WORK TO BE COMPLETED. Send back exactly the lines from the opening line of the records below through the one with "- Use asp.net".

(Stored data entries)
◆ ◆ ◆ ◆

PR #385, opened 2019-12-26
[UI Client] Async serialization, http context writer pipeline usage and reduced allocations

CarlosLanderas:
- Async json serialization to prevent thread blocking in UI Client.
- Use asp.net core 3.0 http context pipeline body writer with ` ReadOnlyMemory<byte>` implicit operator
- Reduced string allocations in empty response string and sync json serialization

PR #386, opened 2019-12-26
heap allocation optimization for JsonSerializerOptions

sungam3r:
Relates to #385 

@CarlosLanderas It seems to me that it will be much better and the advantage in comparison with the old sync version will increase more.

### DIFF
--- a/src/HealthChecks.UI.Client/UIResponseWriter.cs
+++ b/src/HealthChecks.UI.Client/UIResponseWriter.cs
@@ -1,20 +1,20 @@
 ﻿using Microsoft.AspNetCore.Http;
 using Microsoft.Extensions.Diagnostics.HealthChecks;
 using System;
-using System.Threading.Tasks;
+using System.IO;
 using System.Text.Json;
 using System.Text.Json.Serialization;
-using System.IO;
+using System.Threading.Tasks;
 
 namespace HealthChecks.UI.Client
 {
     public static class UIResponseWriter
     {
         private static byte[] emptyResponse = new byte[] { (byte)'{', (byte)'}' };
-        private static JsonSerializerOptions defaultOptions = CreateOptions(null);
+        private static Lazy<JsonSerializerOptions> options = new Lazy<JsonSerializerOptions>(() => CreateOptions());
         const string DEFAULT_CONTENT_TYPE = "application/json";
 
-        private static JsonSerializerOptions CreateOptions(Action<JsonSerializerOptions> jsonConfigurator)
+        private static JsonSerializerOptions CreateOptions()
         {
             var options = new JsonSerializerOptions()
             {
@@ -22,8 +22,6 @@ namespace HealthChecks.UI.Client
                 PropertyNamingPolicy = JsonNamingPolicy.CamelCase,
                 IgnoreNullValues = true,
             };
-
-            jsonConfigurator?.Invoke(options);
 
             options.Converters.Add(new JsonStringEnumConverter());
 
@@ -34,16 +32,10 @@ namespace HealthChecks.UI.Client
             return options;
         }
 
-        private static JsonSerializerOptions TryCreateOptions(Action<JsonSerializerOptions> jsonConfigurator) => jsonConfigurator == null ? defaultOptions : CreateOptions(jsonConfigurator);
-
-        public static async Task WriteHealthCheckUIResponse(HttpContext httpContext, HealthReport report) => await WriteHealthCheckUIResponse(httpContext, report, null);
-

◆ ◆ ◆ ◆

RESPONSE.
PR #385, opened 2019-12-26
[UI Client] Async serialization, http context writer pipeline usage and reduced allocations

CarlosLanderas:
- Async json serialization to prevent thread blocking in UI Client.
- Use asp.net core 3.0 http context pipeline body writer with ` ReadOnlyMemory<byte>` implicit operator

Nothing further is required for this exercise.